I tell you...the new novel, the Detective Charley Manning tale, is rolling along quite nicely and, methinks, it's stolen my heart away. I was going to reveal the current opening paragraphs, but I'm suddenly experiencing proprietary twinges toward the ideas that drive the book. I smell publishing success in ways I've never in my long and harried writing life experienced it.

Tuesday, August 6, 2013

ANGIE'S CHOICE COMPLETED. ARKANSAS CHARLEY BEGINS???

Angie's Choice final rewrite done. Oh happy day! Gonna have my ever-reading wife peruse Chapter One to approve my additions to the dinner conversation. If I can catch her lively interest I know I'm good to go. Next decision? Got three novels to rewrite, specifically, Delinquent Lives, perhaps the more serious novel, or the one about the failed author turned porno writer who discovers that his fantasies direct his choices of women in real life, or I could continue the new novel I began yesterday which really excites me. Humn? Follow the excitement or do the serious novel? The new novel begins as per below:
Oh happy day!


"Arkansas Charley dragged smoke from a Pall Mall deeply into his lungs and peered down at the telltale wisp of smoke that leaked between the second and third buttons of his wrinkled Paisley shirt. Shaking his head morosely, he plucked two wrinkled tidbits of flesh from his left wrist where the metal watch band had gouged under the skin. Carefully, he balanced the tiny fragments of himself on the shaky tip of his middle finger and held them to the sunlight that streamed remorselessly through McDonald’s front window. To someone watching, Charley appeared to be giving a finger to the sun.

"The fleshy remains of himself on his finger tip were another sign of the inevitable decline all flesh was heir to. Down into the bone of himself, Charley knew and accepted that in a decade or so, give or take a couple of years, he would be nothing but a hank of hair and a piece of bone. Like all of animalkind, except for those beasts slaughtered young and rendered up for the tables of the globe, he would grow steadily worse until his decaying body could no longer support the thoughts and feelings, the actions that all humans called life. For now, he sighed to himself, he would have to give up wearing watches."

Friday, August 2, 2013

POST PARTUM HURRAH...almost

I do affirm and attest that yesterday, at or around the time of 14:30 Pacific Time (daylight savings) said author, George T. Thomas, heretofore known as The Silent Boomer, in a Starbucks beside Mill Plain Blvd. in the City of Vancouver in the State of Washington did complete, wrap up and, for all intents and purposes, put the quietus to a final rewrite of his novel, Angie's Choice, when said author completed work on said book's final chapter, Chapter Twenty-Two. Said author also reported extreme relief and attacks of "what do I do now?" Further, said author reported he is "put out" that due to certain past incidences of EEM (i.e. extreme exuberation malfunction) he may no longer pop a champagne cork and celebrate as he once did in the distant days of his inglorious past.

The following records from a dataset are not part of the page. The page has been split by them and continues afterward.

PR #237, opened 2018-09-26
LoadingView: SVProgressHUD replacement.

3lvis:
# Why?

We've been using a third-party library for a quite straightforward element. In order to get rid of that library, we need to introduce a branded alternative.

# What?

A `LoadingView` is a screen h that works in a very similar manner to `SVProgressHUD` with the main difference that it uses our branded `LoadingIndicatorView`.

# Show me

### `LoadingView.show()`
new

### `LoadingView.shouldUseOldIndicator = true`
old


Sources/Fullscreen/LoadingView/LoadingView.swift
```diff
@@ -0,0 +1,101 @@
...
+
+    /// Stops the animation of the loading indicator and removes the loading view.
+    public class func hide() {
+        LoadingView.shared.stopAnimating()
+    }
+}
+
+// MARK: - Private methods
+
+extension LoadingView {
```
vadymmarkov: You could also make this extension private `private extension LoadingView` and remove private from methods in it.

3lvis: I made the extension private but I prefer to keep methods private unless they *need* to be internal or public.

vadymmarkov: Yeah, but I meant that methods in `private extension` become private automatically.

osanoj: This is probably something we should add to coding guidelines then. For instance we have tried to only specify on extension level as much as possible in filters. 

But I agree, if the extension is bigger than a couple of methods it makes it harder to see quickly when it is only on extension level.

PR #238, opened 2018-09-27
Xcode 10

3lvis:


Sources/Components/Broadcast/BroadcastItem.swift
```diff
@@ -139,3 +139,9 @@ extension BroadcastItem: UITextViewDelegate {
         return false
     }
 }
+
+// Helper function inserted by Swift 4.2 migrator.
+fileprivate func convertToOptionalNSAttributedStringKeyDictionary(_ input: [String: Any]?) -> [NSAttributedString.Key: Any]? {
```
vadymmarkov: This function looks weird 😅 Should we perhaps change `BroadcastItem.Style.linkTextAttributes` to `[NSAttributedStringKey.foregroundColor: UIColor.primaryBlue]` (without rawValue)?

Sources/Fullscreen/EmptyView/EmptyView.swift
```diff
@@ -225,7 +225,7 @@ public class EmptyView: UIView {
 
         let location = sender.location(in: self)
         let touchLocation = sender.location(in: objectView)
-        let touchOffset = UIOffsetMake(touchLocation.x - objectView.bounds.midX, touchLocation.y - objectView.bounds.midY)
+        let touchOffset = UIOffset.init(horizontal: touchLocation.x - objectView.bounds.midX, vertical: touchLocation.y - objectView.bounds.midY)
```
vadymmarkov: We can drop `init` here.

Sources/Components/Broadcast/BroadcastItem.swift
3lvis: wow, Xcode!

3lvis:
Snapshot tests not working.

Torsph:
@3lvis It became green for me if I did one run with `recordMode = true`.

3lvis:
@finn-no/ios This is ready for review. :D

3lvis:
Tests run normally on my computer.

3lvis:
We're having some issues with Broadcast snapshot testing because since it's using a Set the order keeps changing when the tests are done. I'm disabling snapshot testing for that component and will submit a PR to move from Set to Array in a different one/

It should be noted that said author also reports a contradiction, in that said novel, though finished, is not finished? Said author said he may invent an entirely new discussion in Chapter One of Angie's Choice in which the two couples talk about "Boomer stuff" rather than have a conversation about old time radio advertizing jingles as is now the case in said novel, he said. The said author further stipulates he believes the reader must be drawn closer to his four characters (Angie and Curtis Davis and Larry and Marcia Chadwick) as they sit chatting around a table cloth covered table at a restaurant dinner, so that said reader will be drawn to follow said couples deeper into the novel and care more about the horrific things that happen to said couples when they become the said hostages of said two paramilitary killers are even more affecting, he said. The author further said, with a shrug of his shoulders and a sad look on his features that he's having fourth thoughts about the book's title and the said use of the word "said", he said in my article about his said project.